Schlussfazit: Lohnt sich das Upgrade?
Zum Abschluss stehen wir vor der großen Frage: Soll ein Upgrade auf die neue Version durchgeführt werden oder nicht?
V12 bringt zwar viele Neuerungen, am Core selbst hat sich aber wenig geändert. Eine stabile Umgebung in V11.2 funktioniert wahrscheinlich auch nach einem Upgrade auf V12 stabil, solange man die neuen Features nicht einsetzt.
Die meisten Kunden sind derzeit noch auf V10 unterwegs. Viele davon fragen sich jetzt, ob sie auf V11.2 oder direkt auf V12 upgraden sollen.
Allgemein empfehle ich nicht, auf eine neue Version upzugraden, bevor der erste Service Pack erschienen ist.

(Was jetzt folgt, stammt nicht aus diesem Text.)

PR #545, opened 2019-09-10
Use better naming for swap copy/erase functions

### LINKED ISSUE #541: Swap status documentation issue
The documentation states that in the trailer the first 3 records are the swap status of the last sector, and the next 3 records are the status of last-1 sector. And so on. But I don't think that is true. The first 3 records are the status of the first `boot_swap_sectors` operation. But a single `boot_swap_sectors` operation can swap multiple sectors as long as the scratch partition is larger than 1 sector. `boot_copy_sector` should be named `boot_copy_sectors`, because it can copy multiple sectors. `boot_write_status` only writes status once following a call to `boot_copy_sector`.

so if the images you are swapping each 10 sectors large. and the scratch area is 2 sectors . Then 5 swap operations will take place (15 copy operations), and status will be written 3 times for each swap, or 15 total times. 
In the Swap status in the trailer,
The first 3 records will thus represent the swap status for sectors 8 and 9.
The next 3 records will represent swap status for sectors 7 and 6.
..
The last 3 records will represent swap status for sectors 1 and 0.

I am almost positive this is true. I am watching the memory get filled in in my debugger. Its possible I misunderstood the documentation. If that is the case then maybe it needs to be clarified.

Assuming I am correct,
I have yet to test whether this is an actual bug or just an error in documentation. I posted about a related issue that I think is actually a bug https://github.com/JuulLabs-OSS/mcuboot/issues/427 . has anyone actually tested that an interrupted swap can be recovered on a subsequent boot. I would hope so. That seems like core functionality of MCUboot. It is on my agenda for next week, as I slog through developing unit tests of my customized version of MCUboot.

utzig:
Since a copy/erase during a swap can result in some number of sectors erased and copied, which is not necessarily equal to 1, update design document and bootloader function naming to reflect this fact, by using the postfix "_region" instead of "_sector" in those cases.

This fixes #541

### DIFF
--- a/boot/bootutil/src/loader.c
+++ b/boot/bootutil/src/loader.c
@@ -2262,18 +2262,17 @@ boot_prepare_image_for_update(struct boot_loader_state *state,
                  * magic, so also run validation on the primary slot to be
                  * sure it's not OK.
                  */
-                 if (boot_check_header_erased(state, BOOT_PRIMARY_SLOT) == 0 ||
-                     boot_validate_slot(state, BOOT_PRIMARY_SLOT, bs) != 0) {
-                     if (boot_img_hdr(state,
-                          BOOT_SECONDARY_SLOT)->ih_magic == IMAGE_MAGIC &&
-                         boot_validate_slot(state, BOOT_SECONDARY_SLOT, bs) == 0)
-                     {
+                if (boot_check_header_erased(state, BOOT_PRIMARY_SLOT) == 0 ||
+                        boot_validate_slot(state, BOOT_PRIMARY_SLOT, bs) != 0) {
+                    if (boot_img_hdr(state,
+                            BOOT_SECONDARY_SLOT)->ih_magic == IMAGE_MAGIC &&
+                            boot_validate_slot(state, BOOT_SECONDARY_SLOT, bs) == 0) {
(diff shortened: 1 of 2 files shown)


boot/bootutil/src/loader.c
```diff
@@ -2262,12 +2262,11 @@ boot_prepare_image_for_update(struct boot_loader_state *state,
                  * magic, so also run validation on the primary slot to be
                  * sure it's not OK.
                  */
-                 if (boot_check_header_erased(state, BOOT_PRIMARY_SLOT) == 0 ||
-                     boot_validate_slot(state, BOOT_PRIMARY_SLOT, bs) != 0) {
-                     if (boot_img_hdr(state,
-                          BOOT_SECONDARY_SLOT)->ih_magic == IMAGE_MAGIC &&
-                         boot_validate_slot(state, BOOT_SECONDARY_SLOT, bs) == 0)
-                     {
+                if (boot_check_header_erased(state, BOOT_PRIMARY_SLOT) == 0 ||
```
utzig: Oops, this was just an indentation issue.

d3zd3z: It does look better, but should probably be a separate commit.

utzig: It was separated.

Ich denke zwar, V12 ist ein guter Kandidat für ein Upgrade, im ersten Quartal 2017 wird man aber erst genau sehen, ob das wirklich so ist.
Jetzt interessiert mich natürlich noch Ihre Meinung. Haben Sie sich V12 angeschaut? Denken Sie über ein Upgrade nach? Welche neuen Features gefallen Ihnen am besten? Lassen Sie es mich in den Kommentaren wissen.